There are some LHDB Probes for MacBookAir4,1. A couple used 6.x kernels. A quick scan for hardware differences shows all using the Core i7-2677M CPU but different flash/SSD drives in each scan. Apple often uses drives with custom firmware (thermal and power management), so some 3rd party drives may have issues. It would be interesting to see if F40 has problems using an external USB3 drive. Having a second full Linux bootable system give you more options than the Live USB installer when troubleshooting.

So I guess I should physically remove the drive before expecting the install to USB to work?

Have tried started the F40 installer with it in to install to USB (unsure if USB3 though) - but lockups prevent that from working.

You should not need to remove the internal drive to install Fedora on a USB drive – I’ve been doing that with Apple Intel systems for a couple decades – just be careful that you have selected the USB drive for the install.

Boot failed before I got to the login screen - but I don’t catch why when reading the output from journalctl.

We had problems with encrypted Disk on Nvidia.
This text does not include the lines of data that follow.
PR #1278, opened 2025-08-04
Add a `Prop` view to compose properties of widgets

Philipp-M:
This is the first and minimal implementation to get a composable `Prop` view working (see mason example), this is very far from being done.
In it's current form, it should serve as a base for discussion for this controversial direction, and includes the first of (likely) two controversial changes, by adding `changed_properties` in masonry (apart from the obvious goal of composing properties with views instead of having all properties on the widget views).

The likely second controversial change (that takes a lot more effort) would be to transfer `HasProperty` to masonry (as marker trait) and implement it directly on the widgets instead of the *views* of the widgets. Motivation for this, is my experience of developing xilem_web, where we first had a similar case on the views, but having it on the element (as it is now) is a lot cleaner and more idiomatic (e.g. being compatible with xilem_core views).

That can obviously also be done in xilem, but I think there's value of having it in masonry instead.
I'd like to include this as well here in this PR, to avoid churning code (and cleanup of the xilem side of this PR).

See [#xilem > Refactor property system to use a composition property view](https://xi.zulipchat.com/#narrow/channel/354396-xilem/topic/Refactor.20property.20system.20to.20use.20a.20composition.20property.20view) for prior discussion

### DIFF
--- a/masonry_core/src/core/properties.rs
+++ b/masonry_core/src/core/properties.rs
@@ -6,7 +6,7 @@ use std::collections::HashMap;
 use std::default::Default;
 
 use crate::core::Widget;
-use crate::util::AnyMap;
+use crate::util::{AnyMap, AnySet};
 
 /// A marker trait that indicates that a type is intended to be used as a widget's property.
 ///
@@ -17,7 +17,7 @@ use crate::util::AnyMap;
 /// as a property.
 /// That information is deliberately not encoded in the type system.
 /// We might change that in a future version.
-pub trait Property: Default + Send + Sync + 'static {
+pub trait Property: Default + Clone + Send + Sync + 'static {
     /// A static reference to a default value.
     ///
     /// Should be the same as [`Default::default()`].
@@ -55,6 +55,7 @@ pub struct PropertiesRef<'a> {
 pub struct PropertiesMut<'a> {
     pub(crate) map: &'a mut AnyMap,
     pub(crate) default_map: &'a AnyMap,
+    pub(crate) changed: &'a mut AnySet,
 }
 
 // TODO - Better document local vs default properties.
@@ -196,6 +197,7 @@ impl PropertiesMut<'_> {
     ///
     /// [`WidgetMut::insert_prop`]: crate::core::WidgetMut::insert_prop
     pub fn insert<P: Property>(&mut self, value: P) -> Option<P> {
+        self.changed.insert(TypeId::of::<P>());
         self.map.insert(value)
     }
 
@@ -207,7 +209,17 @@ impl PropertiesMut<'_> {
     ///
     /// [`WidgetMut::remove_prop`]: crate::core::WidgetMut::remove_prop
     pub fn remove<P: Property>(&mut self) -> Option<P> {
+        self.changed.insert(TypeId::of::<P>());
         self.map.remove::<P>()
+    }
+
+    /// Whether the property `P` has been modified in this pass.
+    ///
+    /// If you're using a `WidgetMut`, call [`WidgetMut::prop_has_changed`] instead.
+    ///
+    /// [`WidgetMut::prop_has_changed`]: crate::core::WidgetMut::prop_has_changed
+    pub fn has_changed<P: Property>(&self) -> bool {
+        self.changed.contains(&TypeId::of::<P>())
     }
 
     /// Get a `PropertiesMut` for the same underlying properties with a shorter lifetime.
@@ -215,6 +227,7 @@ impl PropertiesMut<'_> {
         PropertiesMut {
             map: &mut *self.map,
             default_map: self.default_map,
+            changed: &mut *self.changed,
         }
     }
 }
--- a/masonry_core/src/core/widget_mut.rs
+++ b/masonry_core/src/core/widget_mut.rs
@@ -58,6 +58,11 @@ impl<W: Widget + ?Sized> WidgetMut<'_, W> {
         self.ctx.properties.contains::<T>()
     }
 
+    /// Whether the property `P` of this widget has been modified in this pass.
+    pub fn prop_has_changed<P: Property>(&self) -> bool {
+        self.ctx.properties.has_changed::<P>()
+    }
+
     /// Get value of property `T`.
     ///
     /// If the widget has an entry for `P`, returns that entry.
--- a/masonry_core/src/util.rs
+++ b/masonry_core/src/util.rs
@@ -38,6 +38,10 @@ pub use crate::debug_panic;
 // ---
 
 pub(crate) type AnyMap = anymap3::Map<dyn Any + Send + Sync>;
+pub(crate) type AnySet = std::collections::HashSet<
+    std::any::TypeId,
+    std::hash::BuildHasherDefault<anymap3::TypeIdHasher>,
+>;
 
 // --- MARK: PAINT HELPERS
 
--- a/xilem/src/view/prop.rs
+++ b/xilem/src/view/prop.rs
@@ -1,0 +1,101 @@
+// Copyright 2025 the Xilem Authors
+// SPDX-License-Identifier: Apache-2.0
+
+use std::cmp::PartialEq;
+use std::marker::PhantomData;
+
+use masonry::core::Property;
+use xilem_core::{MessageContext, Mut};
+
+use crate::core::{View, ViewMarker};
+use crate::style::{HasProperty, Style};
+use crate::{Pod, ViewCtx, WidgetView};
+
+/// The view for [`property`].
+pub struct Prop<P, V, State, Action> {
+    pub(crate) property: P,
+    pub(crate) child: V,
+    pub(crate) phantom: PhantomData<(State, Action)>,
+}
+
+// TODO: (likely) Remove
+impl<P, V: Style, State, Action> Style for Prop<P, V, State, Action> {
+    type Props = V::Props;
+
+    fn properties(&mut self) -> &mut Self::Props {
+        self.child.properties()
+    }
+}
+
+// TODO: (likely) Remove
+impl<P: Property, Pe: Property, V: HasProperty<Pe>, State, Action> HasProperty<Pe>
+    for Prop<P, V, State, Action>
+{
+    fn property(&mut self) -> &mut Option<Pe> {
+        self.child.property()
+    }
+}
+
+impl<P, V, State, Action> ViewMarker for Prop<P, V, State, Action> {}
+impl<P, Child, State, Action> View<State, Action, ViewCtx> for Prop<P, Child, State, Action>
+where
+    P: Property + PartialEq,
+    Child: WidgetView<State, Action>,
+    // TODO implement this on the element/widget
+    // Child::Widget: HasProperty<P>,
+    State: 'static,
+    Action: 'static,
+{
+    type Element = Pod<Child::Widget>;
+    type ViewState = Child::ViewState;
+
+    fn build(&self, ctx: &mut ViewCtx, app_state: &mut State) -> (Self::Element, Self::ViewState) {
+        let (mut child_pod, child_state) = self.child.build(ctx, app_state);
+        child_pod
+            .new_widget
+            .properties
+            .insert(self.property.clone());
+        (child_pod, child_state)
+    }
+
+    fn rebuild(
+        &self,
+        prev: &Self,
+        view_state: &mut Self::ViewState,
+        ctx: &mut ViewCtx,
+        mut element: Mut<'_, Self::Element>,
+        app_state: &mut State,
+    ) {
+        self.child.rebuild(
+            &prev.child,
+            view_state,
+            ctx,
+            element.reborrow_mut(),
+            app_state,
+        );
+        // If a child view changed the property, we know we're out of date.
+        if self.property != prev.property || element.prop_has_changed::<P>() {
+            element.insert_prop(self.property.clone());
+        }
+    }
+
+    fn teardown(
+        &self,
+        view_state: &mut Self::ViewState,
+        ctx: &mut ViewCtx,
+        element: Mut<'_, Self::Element>,
+        app_state: &mut State,
+    ) {
+        self.child.teardown(view_state, ctx, element, app_state);
+    }
+
+    fn message(
+        &self,
+        view_state: &mut Self::ViewState,
+        message: &mut MessageContext,
+        element: Mut<'_, Self::Element>,
+        app_state: &mut State,
+    ) -> xilem_core::MessageResult<Action> {
+        self.child.message(view_state, message, element, app_state)
+    }
+}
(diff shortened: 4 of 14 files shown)


PoignardAzur:
> The likely second controversial change (that takes a lot more effort) would be to transfer HasProperty to masonry (as marker trait) and implement it directly on the widgets instead of the views of the widgets. Motivation for this, is my experience of developing xilem_web, where we first had a similar case on the views, but having it on the element (as it is now) is a lot cleaner and more idiomatic (e.g. being compatible with xilem_core views).

Feel free to open a zulip thread to discuss it.

There are very compelling reasons to add *some* kind of type-level checking to Masonry, because the current system is very easy to get wrong. But there are also compelling use-cases for allowing arbitrary properties for every widget, so we should probably take the time to hash that out.

masonry_core/src/core/properties.rs
```diff
@@ -17,7 +17,7 @@ use crate::util::AnyMap;
 /// as a property.
 /// That information is deliberately not encoded in the type system.
 /// We might change that in a future version.
-pub trait Property: Default + Send + Sync + 'static {
+pub trait Property: Default + Clone + Send + Sync + 'static {
```
DJMcNab: This is quite a thing to place in here...

I get the impulse, but I think the fact that Masonry/Masonry Core itself never uses this bound suggests that it shouldn't be here.

Maybe we should just document that your property types should implement `Clone` for maximum flexibility for reactive layers.

masonry_core/src/util.rs
```diff
@@ -38,6 +38,10 @@ pub use crate::debug_panic;
 // ---
 
 pub(crate) type AnyMap = anymap3::Map<dyn Any + Send + Sync>;
+pub(crate) type AnySet = std::collections::HashSet<
+    std::any::TypeId,
+    std::hash::BuildHasherDefault<anymap3::TypeIdHasher>,
+>;
```
DJMcNab: I'm not sure that `AnySet` is a brilliant name for this type - it feels like it implies the same name semantics as `AnyMap`. Maybe something like `TypeSet`

xilem/src/view/prop.rs
```diff
@@ -0,0 +1,101 @@
...
+            &prev.child,
+            view_state,
+            ctx,
+            element.reborrow_mut(),
+            app_state,
+        );
+        // If a child view changed the property, we know we're out of date.
+        if self.property != prev.property || element.prop_has_changed::<P>() {
+            element.insert_prop(self.property.clone());
+        }
```
DJMcNab, line 63: Interesting. So if a child tries to overwrite a property, we just force it? I *feel* like there should/could be some debug reporting in that case, but maybe it's fine not to.

(Fwiw, if properties start getting set using the environment system, then this mechanism would be reasonably correct, so maybe it's fine)

masonry_core/src/core/widget_mut.rs
```diff
@@ -58,6 +58,11 @@ impl<W: Widget + ?Sized> WidgetMut<'_, W> {
         self.ctx.properties.contains::<T>()
     }
 
+    /// Whether the property `P` of this widget has been modified in this pass.
```
DJMcNab, line 61:
```suggestion
    /// Whether the property `P` of this widget has been modified in this pass.
    ///
    /// This is useful when composing units which might mutate a property value.
    /// In these cases, the "strongest" of these will want to check if it has been
    /// changed by a different unit, to overwrite this change.
```

Or something to that effect

DJMcNab (commented):
I'm still a little bit mixed on having the changed properties semantics be hardcoded into Masonry. But it's not something which I think it makes sense to block, and it does potentially allow composing different reactivity layers on top of Masonry.

I think I agree that having the `HasProperty` trait in Masonry Core would make sense, even without limiting which properties are supported.

masonry_core/src/core/properties.rs
Philipp-M: Yeah you're right, it can also just be a bound on the view, like the `PartialEq` but on the other hand it enforces something that I think should be the case anyway, and makes sure that future types are compatible with e.g. `Prop` (and possibly other views or possibly in the future something in masonry etc.), we could also reasonably add `PartialEq` here. But I don't have a strong opinion either way.

masonry_core/src/util.rs
Philipp-M: Nope it is not, I also had the same thought, right after I have comitted this,`TypeSet` sounds better.

xilem/src/view/prop.rs
Philipp-M: I think it's probably fine without logging I think it's fairly standard behaviour, we could also encode this in the type, like `OverwriteProp`

Philipp-M:
> I think I agree that having the `HasProperty` trait in Masonry Core would make sense, even without limiting which properties are supported.

Yeah I don't think it has to restrict, though I think in xilem it makes sense to restrict the view `Prop` to `HasProperty<P>`

masonry_core/src/core/properties.rs
PoignardAzur: I think my reasoning for not making it `Clone` was that I wanted to leave the door open for non-clone resources (heavy buffers, file descriptors) to be used as properties.

I guess we could still use them with a resource system.

Philipp-M:
> But it's not something which I think it makes sense to block, and it does potentially allow composing different reactivity layers on top of Masonry.

I would lean towards leaving it as is, as I have a similar feeling (different reactivity layers), and I think the alternatives in Xilem are (quite a bit?) more convoluted code, just to not touch masonrys code here. But if you have ideas to keep it in within Xilem without introducing a lot of code I'm open for it.


I've now drafted a basic version of how I think this should work when it's fully implemented with `border_color_`  and the `Button` widget. So if there's no major objection, I would start in roughly a week with the more complete and cleaner implementation of this.

masonry_core/src/core/properties.rs
Philipp-M: I've removed it for now, it's a simple change, introducing it (and `PartialEq`?), but I think this is orthogonal, and can be and should better be discussed in its own PR.

masonry/src/widgets/button.rs
```diff
@@ -302,6 +303,16 @@ impl Widget for Button {
...
 
+impl HasProperty<DisabledBackground> for Button {}
+impl HasProperty<ActiveBackground> for Button {}
+impl HasProperty<Background> for Button {}
+impl HasProperty<HoveredBorderColor> for Button {}
+impl HasProperty<BorderColor> for Button {}
+impl HasProperty<BorderWidth> for Button {}
+impl HasProperty<CornerRadius> for Button {}
+impl HasProperty<Padding> for Button {}
+impl HasProperty<BoxShadow> for Button {}
```
Philipp-M: I've put these below everything, they could reasonably be also directly below the widget structs. I think that would make sense if we're dedicating ourselves more towards a Struct of Arrays (Components of ECS) architecture.

xilem/src/widget_view.rs
```diff
@@ -46,6 +46,20 @@ pub trait WidgetView<State, Action = ()>:
     {
         transformed(self).transform(by)
     }
+
+    // TODO: Remove?
+    /// This is a temporary test for composing properties, this won't (?) be the final API
```
Philipp-M: Maybe we should keep this, I started using this throughout in this PR to reduce boilerplate, it could also be the general way to do this.
For example: `button().prop(Background::Color(color))` instead of `button().background_color(color)`.
I'm not sure though (more to write but uniform way to set props vs more code within Xilem in separate traits(?) but documented directly with these methods, so better for completion).

Philipp-M: I've decided for now to keep this and properly document it.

The resolution was to big and the pw-field was not shown. But blind it was possible to enter the password for the encryption and afterwards it continued.

Could it be that you have something similar? Do you see a black screen?

You can forget the above if you still can unlock the encryption.

Without a gui can you login (Pressing ctrl & alt F3,F4 etc. )?

No, that’s not it. I get the luks password prompt. What I meant with my comment was that linux locked up very soon after unlocking the encryption - and as such the output from journalctl does not contain much more than the boot.

The time before lockup is somewhat random, so if I try again I might be able to login and open a terminal and run a few commands. I think the log in the gist is better than such an example as there is less noise from the DE.

I’ve seen lockups before the GUI starts.

This caught my attention:

kernel: i915 0000:00:02.0: [drm] Skipping intel_backlight registration

There have been reports other i915 Intel graphics laptop systems of the internal monitor going black but external monitors work. Here, on an iMac with 6.8.9 kernel:

% ls /sys/class/backlight

Desktops don’t have anything in /sys/class/backlight, but iMac is essentially laptop hardware in a different form.

Older kernels have: intel_backlight.

Do you have an external monitor (one that works with earlier kernels) you can use to see if the system is trying to use an external display?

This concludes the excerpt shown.